What the exercise asks - Go through the material below and copy each line where the word "that" appears.

Input records -
+++

PR #122, opened 2016-03-22
added complaints_index() to Work

skomputer:


model.py
```diff
@@ -3695,6 +3695,12 @@ def _restrict_to_customlist_subquery_condition(
         qu = qu.filter(condition)
         return qu
 
+    def complaints_index(self):
+        index = dict({})
```
leonardr: You can use the Counter class from the collections module instead; it'll make this code look nicer.

model.py
```diff
@@ -3695,6 +3695,12 @@ def _restrict_to_customlist_subquery_condition(
         qu = qu.filter(condition)
         return qu
 
+    def complaints_index(self):
```
leonardr: I'm not totally opposed to putting this in the model, but it seems like it might fit better inside a controller-type class?

skomputer:
decided to move complaint counting back to a controller in the circulation manager.

PR #599, opened 2017-08-04
Finalize authentication for opds format

leonardr:
This branch rewrites the Authentication For OPDS code to take into account the (semi-) finalized A4OPDS format, defined at https://github.com/NYPL-Simplified/Simplified/wiki/Authentication-For-OPDS-Extensions#changes-to-the-core-spec.

Rather than taking a skeletal OPDS document and filling it out (something that has not been used for a long time if we ever used it at all), the new system builds a data structure and outputs a dictionary that becomes an A4OPDS document when serialized as JSON.


config.py
```diff
@@ -417,9 +410,6 @@ def site_configuration_last_update(cls, _db, known_value=None,
         else:
             last_update = known_value
 
-        logging.debug(
-            "Updating Configuration last update time to %s", last_update
-        )
```
leonardr: I'm sick of this debug statement happening all the time in development.

Issue #598, opened 2017-08-04
Materialized views draw data_source_id and primary_identifier_id from Edition (metadata source) not LicensePool (license source)


leonardr:
This means that when books are imported from the open-access content server, the data source in the materialized view (Open Access Content Server) doesn't match the data source associated with the LicensePool or the LicensePoolDeliveryMechanism (Feedbooks, Gutenberg, etc.).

+++

Solution for this exercise -
Rather than taking a skeletal OPDS document and filling it out (something that has not been used for a long time if we ever used it at all), the new system builds a data structure and outputs a dictionary that becomes an A4OPDS document when serialized as JSON.
This means that when books are imported from the open-access content server, the data source in the materialized view (Open Access Content Server) doesn't match the data source associated with the LicensePool or the LicensePoolDeliveryMechanism (Feedbooks, Gutenberg, etc.).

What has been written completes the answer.